Proses belajar seseorang bukan hanya suatu proses individu melainkan juga secara bersamaan merupakan suatu proses sosial. Proses belajar siswa akan menjadi lebih singkat dan bermakna ketika siswa saling mengkomunikasikan hasil kerja dan gagasan mereka. Pemanfaatan interaksi dalam pembelajaran matematika bermanfaaat dalam mengembangkan kemampuan kognitif dan afektif siswa secara

simultan. Kata “pendidikan” memiliki implikasi bahwa proses yan g berlangsung tidak hanya mengajarkan pengetahuan yang bersifat kognitif, tetapi juga mengajarkan nilai-nilai untuk mengembangkan potensi alamiah afektif siswa. e. Keterkaitan

Konsep-konsep dalam matematika tidak bersifat parsial, namun banyak konsep matematika yang memiliki keterkaitan. Oleh karena itu, konsep-konsep matematika tidak dikenalkan kepada siswa secara terpisah atau terisolasi satu sama lain. 14

Penulis mengakui bahwa ia tertarik dengan hal tersebut sehingga dapat disimpulkan bahwa pembelajaran matematika realistik merupakan suatu teori dalam pendidikan matematika yang berdasarkan pada ide bahwa matematika adalah aktivitas manusia dan matematika harus di hubungkan secara nyata terhadap konteks kehidupan sehari-hari siswa sebagai suatu sumber pengembangan dan memperlancar proses pembelajaran matematika sehingga dapat mencapai pendidikan matematika secara lebih baik dari pada masa yang lalu. Langkah-langkah pembelajaran matematika realistik :

1) Memahami masalah kontekstual, pada langkah ini guru menyajikan masalah kontekstual kepada siswa untuk dipahami terlebih dahulu.

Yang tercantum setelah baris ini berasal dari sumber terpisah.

PR #180, opened 2022-04-04
add copy label/item

MelSumner:
### :pushpin: Summary

If merged, this PR adds support for `copy-label` and `copy-item` as `list-item` items.

TODO:
- [x] check proportions with @heatherlarsen
- [x] add state styles for copy-item
- [x] copy-item focus state still needs doing, it's ridiculously complex
- [x] copy-item also wants a success state and a different icon (!)
- [x] add invocation support in `index.hbs`
- [x] add clipboard support ([web API](https://developer.mozilla.org/en-US/docs/Web/API/Clipboard_API))

### 👀 How to review

👉 Review by files changed

Reviewer's checklist:

- [ ] +1 Percy if applicable

---
  - https://app.asana.com/0/0/1202025538866561
  - https://app.asana.com/0/0/1202049123133276


packages/components/addon/components/hds/dropdown/list-item.hbs
```diff
@@ -25,7 +43,7 @@
       >
         {{#if @icon}}
           <div class="hds-dropdown-list-item__interactive-icon">
-            <FlightIcon @name={{@icon}} />
+            <FlightIcon @name={{@icon}} @isInlineBlock={{false}} />
```
didoo, line 46: [issue] the same change needs to be done at lines `57` and `68`

PS: see why long time ago I told you that I was worried that non abstracting these replicated code would lead to these errors? I suggested using handlebars partials, do you think this would be possible?

packages/components/addon/components/hds/dropdown/list-item.js
```diff
@@ -86,4 +97,12 @@ export default class HdsDropdownListItemComponent extends Component {
 
     return classes.join(' ');
   }
+
+  @action
+  copyCode() {
+    navigator.clipboard.writeText(this.text);
+    if (navigator.clipboard.readText) {
+      this.isSuccess = true;
+    }
```
didoo, line 106: [issue] a couple of issues: 
- this doesn't work for me in both Safari and Chrome: the text is copied but the style is not "success" (remains the same as before being copied).
- maybe we should compare the value of the `readText` with the value of `this.text` to make sure it's really a "success"? we may have a case in which we have already something in clipboard, but is old and for some reasons the `writeText` failed, but the `readText` doesn't fail because there's already the old value available

packages/components/app/styles/components/dropdown.scss
```diff
@@ -25,311 +25,385 @@ $hds-dropdown-toggle-base-height: 36px;
...
+
+  img {
+    border-radius: inherit;
+  }
+}
+
+.hds-button__icon { // TODO this class is not being used.
+  margin-right: -6px; // we apply a negative margin to counter the padding-right of the button and reduce the visual space between the icon and the right border
+  margin-left: 0.5rem; // this overrides the rule `.hds-button__text + .hds-button__icon`
+}
```
didoo, line 90: this can be removed, it was in the `.hds-dropdown-toggle--with-button-component` (see lines `100-103`)

packages/components/app/styles/components/dropdown.scss
```diff
@@ -25,311 +25,385 @@ $hds-dropdown-toggle-base-height: 36px;
...
+      .hds-dropdown-list-item__copy-item-icon {
+        color: var(--token-color-foreground-success);
+      }
+    } 
+
+    .hds-dropdown-list-item__copy-item-text {
+      font-size: var(--token-typography-code-100-font-size);
+      font-weight: var(--token-typography-font-weight-regular);
+      line-height: var(--token-typography-code-100-line-height);
+      max-width: 250px; // TODO we should be able to figure out the proportions here
```
didoo, line 230: you can remove this and it will automatically work without a `max-width` declaration

packages/components/app/styles/components/dropdown.scss
```diff
@@ -25,311 +25,385 @@ $hds-dropdown-toggle-base-height: 36px;
...
+      overflow: hidden;
+      text-align: left;
+      text-overflow: ellipsis;
```
didoo, line 233: [issue/blocker]: here is missing `white-space: nowrap;` to work correctly (otherwise it will be multi-line)

packages/components/app/styles/components/dropdown.scss
```diff
@@ -25,311 +25,385 @@ $hds-dropdown-toggle-base-height: 36px;
...
     }
 
-    .hds-dropdown-toggle-icon__chevron {
-      margin-left: 0.25rem;
+    .hds-dropdown-list-item__copy-item-icon {
+      align-self: flex-end;
```
didoo, line 237: you're setting `justify-content: space-between;` in the parent flex, so you don't need this

packages/components/tests/dummy/app/templates/components/dropdown.hbs
```diff
@@ -119,10 +119,12 @@
...
       </p>
       <ol>
-        <li>title</li>
+        <li class="default">interactive</li>
+        <li>copy-item</li>
+        <li>copy-label</li>
         <li>description</li>
         <li>separator</li>
-        <li class="default">interactive</li>
+        <li>title</li>
```
didoo, line 127: [consistency] can we have the same order everywhere?

didoo (changes requested):
@MelSumner I have added a few comments (some of them are blockers)

I couldn't review properly the CSS because of the huge changes in the un-nesting of the classes (should have been done in a separate PR, remember?)

For other things, we'll do a final review once everything is merged and we can see the full picture.

packages/components/addon/components/hds/dropdown/list-item.js
MelSumner: ok, I'll work on it.

packages/components/app/styles/components/dropdown.scss
MelSumner: I'll double check, I had to add this purposefully before.

PR #186, opened 2022-04-06
Alert a11y and docs

amyrlam:
### :pushpin: Summary

Take a look, let me know if any feedback
- Seems like this could be merged into `amy/alert-overall-branch` and left an in-scrappy website TODO for Melanie to ok the a11y when back in office.

### :link: External links

https://app.asana.com/0/1201630204387510/1202057405183441/f

***

### 👀 How to review

👉 Review commit-by-commit

Reviewer's checklist:

- [ignore percy's, can update https://github.com/hashicorp/design-system/tree/amy/alert-overall-branch with `main`, after this is merged into https://github.com/hashicorp/design-system/tree/amy/alert-overall-branch] +1 Percy if applicable
- [N/A, not for merge into main] Confirm that PR has a changelog update via [Changesets](https://github.com/changesets/changesets) if needed

---
  - https://app.asana.com/0/0/1202064552765978


packages/components/tests/dummy/app/templates/components/alert.hbs
```diff
@@ -443,19 +443,22 @@
...
 <section>
-  <h3 class="dummy-h3">🚧 Accessibility: Alert (Page), Alert (Inline), and Alert (Compact)</h3>
-  <p class="dummy-paragraph">
-    The Alert (Page) has
-    <code class="dummy-code">role="alert"</code>
-    on the parent
-    <code class="dummy-code">div</code>, to identify the element as the container where alert content will be added or
-    updated.
-  </p>
+  <h3 class="dummy-h3">🚧 Accessibility</h3>
```
amyrlam, line 446: Wanted to specifically call out this section, from the preview link https://hds-components-git-amy-alert-a11y-hashicorp.vercel.app/components/alert:

image

LMK what you think, needs some more verbiage and logic in code @didoo @cveigt @MelSumner

cveigt: > When the dismiss button is focused, it should close on return / enter
 should it be `return / enter` or `space`?

I've seen that some design systems also use role=status depending on the alert type. I'm going to read a bit more tomorrow. [IBM's Carbon](https://www.carbondesignsystem.com/components/notification/accessibility) is one of them.

Also, this section does not include AlertToast, right?

packages/components/tests/dummy/app/templates/components/alert.hbs
```diff
@@ -403,19 +443,22 @@
...
+    <li>color="warning" or color="critical" => role="alert", can have dismiss.</li>
+    <li>color="neutral", color="highlight" or color="success" => role="status", can have dismiss.</li>
+    <li>Dismiss button, type="button"</li>
+    <li>Dismiss has a focus state (e.g. tab to the button)</li>
+    <li>When the dismiss button is focused, it should close on return / enter (Note: Close on ESC, would be for modal or a classic role="alertdialog" that is an alert-like modal)</li>
+    <li>I think it's arguable if the dismiss needs a hover or active state. The hover state seems good though, especially for a static alert (e.g. not a disappearing toast).</li>
+    <li>When the alert has :actions, the role will change to role="alertdialog", as it's requiring a response from the user. role="alertdialog" seems to typically apply to a "modal" alertdialog, but not always. Some DS's refer to all of their alerts with role="alertdialog" instead of role="alert" or role="status".</li>
+  </ul>
   <p class="dummy-paragraph">References:</p>
+  🚧 TODO: Confirm a tag titles for all of these
```
MelSumner, line 457: I don't think we should refer to authoring practices but the success criteria themselves. Authoring practices are examples written by contributors. I left some comments in the alert CRD for the relevant section.

packages/components/tests/dummy/app/templates/components/alert.hbs
amyrlam: @cveigt Let me check on `space`. Where did you see that? I've been doing a lot of keyboard tabbing cause the spec doesn't always list (each one seems pretty scoped). I *think* Enter is for PC.

Am suggesting role="status" for neutral, highlight, and success

For Toast...it's sort of tricky. I think it's arguable that all Toasts could be an alertdialog. Seems like most of the ones we have, have actions => alertdialog. But I think the type is the determinant

Also that reminds me, should check on the Toast dismiss, if it's ESC.

amyrlam: @cveigt Just met with Cristiano and Brian on an eng handoff plan for before April 16. Since we are using the button you are totally right about space. (And we can stick with hover, focus, active to match the button, which is what's on the preview link rn,)

I'm going to flesh out the a11y more, but will do some testing in cloud-ui first. I can still update this by EOD and then will be out Thurs & Fri, here all next week before transferring.

There may be some Toast-specific a11y recommendations (how long before it dismisses, details about the animation), but we won't provide the flash service AFAICT. Specifically will work on a 1:1 swapout of https://cloud-ui-storybook-hashicorp.vercel.app/?path=/story/notifications--notifications for Alert (Toast). Also we can talk at standup

packages/components/tests/dummy/app/templates/components/alert.hbs
amyrlam: Removed

packages/components/tests/dummy/app/templates/components/alert.hbs
amyrlam: updated ^, resolving

amyrlam:
Merging this into the parent branch, since is not main. Most things should be self-explanatory from the scrappy site, but will leave a few notes in a placeholder Asana ticket linked to the parent non-main branch. Thanks for taking this work over

PR #199, opened 2022-04-09
Docs: Expand on the tertiary button icon requirement

DingoEatingFuzz:
### :pushpin: Summary

This describes why tertiary buttons without an icon are deemed inaccessible and links to the WCAG 2.1 techniques for the criterion.

I still have reservations on whether or not this should actually be a restriction on the component.  The applicability section for the [use of color criterion techniques](https://www.w3.org/WAI/WCAG21/Techniques/general/G182.html) states:

> Colored text when the color is used to convey information such as:
> - Words that are links in a paragraph
> - Items in a list where some are different than others and are presented in colored text

Since buttons should never be buried in paragraphs of text like an inline link would be, the criterion shouldn't be applicable--or at the very least so rarely applicable that is shouldn't be a hard restriction encoded in the `Hds::Button` component.

And from the description of the technique on the same page:

> The intent of this technique is to provide a redundant visual cue for users who may not be able to discern a difference in text color.

Interpreting this intent, the position of a button outside the flow of prose is itself a way to discern the difference between text and the button.

Nonetheless, if this restriction is going to be in place on the component, I doubt I'll be the last person to wonder why, so having docs link to the official source should be valuable!

### :link: External links

***

### 👀 How to review

👉 Review by files changed

Reviewer's checklist:

- [ ] +1 Percy if applicable

### DIFF
--- a/packages/components/tests/dummy/app/templates/components/button.hbs
+++ b/packages/components/tests/dummy/app/templates/components/button.hbs
@@ -35,9 +35,19 @@
     <dt>icon <code>string</code></dt>
     <dd>
       <p>Use this parameter to show an icon. Acceptable value: any Flight icon name.</p>
-      <p><strong>🚨 IMPORTANT:</strong>
+      <p><strong>🚨 IMPORTANT a11y note:</strong>
         <code class="dummy-code">tertiary</code>
-        buttons are required to have either a leading or trailing icon to be accessible.</p>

2) Menjelaskan masalah kontekstual, pada langkah ini guru memberikan bantuan dengan memberi petunjuk atau pertanyaan seperlunya yang dapat mengarahkan siswa untuk memahami masalah.

3) Menyelesaikan masalah kontekstual, siswa mempunyai kebebasan menggunakan caranya sendiri dalam proses memecahkan masalah.

14

4) Membandingkan dan mendiskusikan jawaban, pada tahap ini guru meminta siswa untuk membandingkan dan mendiskusikan jawaban dengan pasangannya.

5) Menyimpulkan, dari hasil diskusi kelas guru mengarahkan siswa untuk menarik kesimpulan mengenai pemecahan masalah, konsep, prosedur atau prinsip yang telah dibangun bersama.